Welcome to the forum. Where do you live that it's that cold? When was she wormed last (weight loss). How long have you had her? A few of my goats will chap, blood on hands, but usually after days of very cold weather. The teats quickly heal once reasonable temps. return to my region. The calf nursing is not helping, it's wetting the teat repeatedly in cold temp. days. My opinion is that the scabs will heal in time. Maybe spraying a antibotic directly on the wound would speed up the process. I usually tell my girls to suck it up, not much I can do. It's probably frostbite...Wish I was more helpful....Topside


----------



## adrellwynd (Mar 3, 2009)

she was wormed just this last month. we live in south east MO. it got around 10 degrees a few times through the nights. 
thanks for the reply


----------



## BlackWillowFarm (Mar 24, 2008)

I have a cow with the same troubles. I milk once a day and the calf is with her the rest of the day. I'm in Michigan and it's been very cold and dry here for the last several months. Her teats are dry, chapped, cracked you name it. They break open and bleed a little bit. She is a good sport about it, but I can't wait to wean the calf and for the weather to warm up. I feel sorry for her. I'm just waiting it out until the weather gets nicer.


----------



## adrellwynd (Mar 3, 2009)

yeah, thats all i can do too
i just hope she doesn't start hating me for it


----------



## JKB07 (Mar 6, 2008)

What kind of hay and what kind of feed are you feeding? Also, how much? 

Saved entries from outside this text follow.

PR #120, opened 2024-02-15
Add get_all Redis impl + RegisterService get_all_versions 

nicoburniske:
Introduces 2 new sets to aid in API Definition lookup
   - One for all API Definitions
   - One for all versions for a specific API Definition 

Introduces Transaction helper to have transactional guarantees in redis 

This can be further optimized using MGET to retrieve all API Definitions or using LUA scripting for a transaction.

### DIFF
--- a/golem-worker-bridge/src/register.rs
+++ b/golem-worker-bridge/src/register.rs
@@ -315,10 +315,7 @@ impl RegisterApiDefinition for RedisApiRegistry {
             futures::future::try_join_all(futures).await?
         };
 
-        Ok(all_definitions
-            .into_iter()
-            .filter_map(std::convert::identity)
-            .collect::<Vec<_>>())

As to the teats. Bag balm should be applied daily during winter months. Like John said, the calf isnt helping... 

Justin


----------



## francismilker (Jan 12, 2006)

I had this prob on a first time freshening jersey last year and didn't get it cleared up intil I machine milked her for a few days and bottled the calf. I tried everything from antibiotic sprays to bag balm and the condition just worsened. A hungry calf can do a number on a sore teat and the cow's maternal instinct will cause her to just stand there and take it with an occasional stomp out of irritation at the pain. If you don't have a way to machine milk her you might still milk her out by hand and bottle the calf until the scabs heal up good enough to scar over. Then after that, just bag balm her after every milking and she should be fine.


----------



## Cotton Picker (Oct 10, 2008)

adrellwynd said:


> we also have a calf on her. any ideas to help keep her teats from breaking open?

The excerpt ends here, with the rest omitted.